During Implementation

• Am I adding abstraction before 3rd use?
• Am I creating >10 files? (Consolidate related logic)
• Did I add error handling + logging?
• Would another dev understand this in 6 months?
• Is this function >200 lines? (Extract if yes)

Before Committing

• Does this handle failures gracefully?
• Are errors logged with context?
• Is complex logic tested (unit tests)?
• Can I deploy this without breaking existing customers?

Scaling Triggers (When to Refactor)

Refactor When You Hit These Limits

•
Performance (actual, not hypothetical)
- •API responses >2s consistently
- •Database queries >500ms
- •Memory usage growing unbounded
- •CPU consistently >70%
•
Maintainability (team pain)
- •Same bug appears 3+ times (extract + fix once)
- •Code duplicated 5+ times (extract + reuse)
- •New feature takes 2x longer than expected
- •Onboarding new dev takes >1 week
•
Scale (customer impact)
- •Customer count exceeding what your current architecture handles
- •Request volume exceeding what your database/server can handle
- •Database size requiring optimization or sharding
•
Customer complaints (real problems)
- •Specific feature requested by 5+ customers
- •Same issue reported 3+ times
- •Security concern raised by customer
- •Competitor has feature we don't

Don't Refactor For

•"Clean code" principles (if it works reliably)
•Hypothetical scale (until you're at 80% of limit)
•Latest framework/library (unless security fix)
•Personal preferences (consistency > perfection)

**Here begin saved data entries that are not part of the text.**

PR #901, opened 2019-03-15
(BOLT-1173) Evaluate Puppet code expressions in YAML plans

nicklewis:
Previously, the only Puppet code that was allowed in a plan was a simple
variable lookup of the form `$foo`. No function calls, string
interpolation, or even array indexing were supported.

We now support more complex Puppet code expressions for every argument of a
step except for name. The specific behavior depends on how the value was
entered into the YAML document, as follows:

* Single-quoted strings are treated as literals
* Double-quoted strings are treated as double-quoted Puppet strings,
 with any `${...}` sections being interpolated
* Folded and "literal" strings (> and |) are treated as blocks of Puppet
 code
* Bare strings are treated as Puppet code if they start with a $, and as
 literal strings otherwise

We now use a customized YAML visitor so that we can preserve the
information about how strings were defined in the document. This visitor
inherits from the standard Ruby visitor and overrides the behavior for
"scalar" nodes. Rather than always converting them directly to strings, we
define classes that capture the various behaviors we want for each type of
string. Otherwise, our loader works akin to the standard
`YAML.safe_load` method.


nicklewis:
I _strongly_ suggest looking at the two commits separately, as the first one implements the behavior and the second is just a code reorganization.

lib/bolt/pal/yaml_plan/evaluator.rb
```diff
@@ -0,0 +1,111 @@
...
+          case value
+          when Array
+            value.map { |element| evaluate_code_blocks(scope, element) }
+          when Hash
+            value.each_with_object({}) do |(k, v), o|
+              key = k.is_a?(EvaluableString) ? k.value : k
+              o[key] = evaluate_code_blocks(scope, v)
+            end
+          when EvaluableString
+            value.evaluate(scope, @evaluator)
```
adreyer: I think we should have a local scope for each of these.

nicklewis: Pushed up a fix for this.

lib/bolt/pal/yaml_plan.rb
```diff
@@ -91,7 +93,9 @@ class CodeLiteral < EvaluableString
         def evaluate(scope, evaluator)
           parse_result = evaluator.parse_string(@value)
 
-          evaluator.evaluate(scope, parse_result)
+          scope.with_local_scope({}) do
+            evaluator.evaluate(scope, parse_result)
```
adreyer: I feel like parse_result could be a method and evaluate could live in the base class.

Mantras (Updated for Production)

•"Simple + Reliable beats complex + perfect"
•"Scale when you hit limits, not before"
•"Make it work, make it right, make it fast - IN THAT ORDER"
•"Abstract after 3rd duplicate, not before"
•"Add what you need, remove what you don't"
•"Customers don't care about architecture"
•"200 lines before extracting, not 50"

When to Add "Enterprise" Patterns

Use enterprise patterns ONLY when you meet ALL criteria:

Pattern	Minimum Requirements
Factory Pattern	5+ different implementations
DI Framework	Team of 5+ developers
Microservices	Monolith >100k LOC OR team >10 developers
Event Sourcing	Audit requirement OR >10k events/day
CQRS	Read/write performance measured as bottleneck
Service Mesh	20+ microservices
API Gateway	10+ backend services
Repository Pattern	5+ different data sources

Until you hit these thresholds: Keep it simple

The Prime Directive (Updated)

Build the simplest reliable thing that works for your current customer base. Then ship it.

If you find yourself:

•Creating >10 files for a feature
•Writing >200 lines without extracting
•Thinking about "1000+ customer scalability"
•Adding abstraction before 3rd use
•Building generic frameworks

STOP and ask:

"What's the simplest RELIABLE way to make this work for 100 customers?"

Remember

You're not building for:

•❌ Millions of users (unless you actually have them)
•❌ Fortune 500 enterprise (unless you are one)
•❌ Infinite scale (you need finite, measured scale)

You're building for:

•✅ Your actual current user/customer count
•✅ Fast iteration based on real feedback
•✅ Reliable service for paying customers
•✅ Maintainable codebase that your team can work on

Ship working, reliable code. Ship it fast. Iterate based on customer feedback.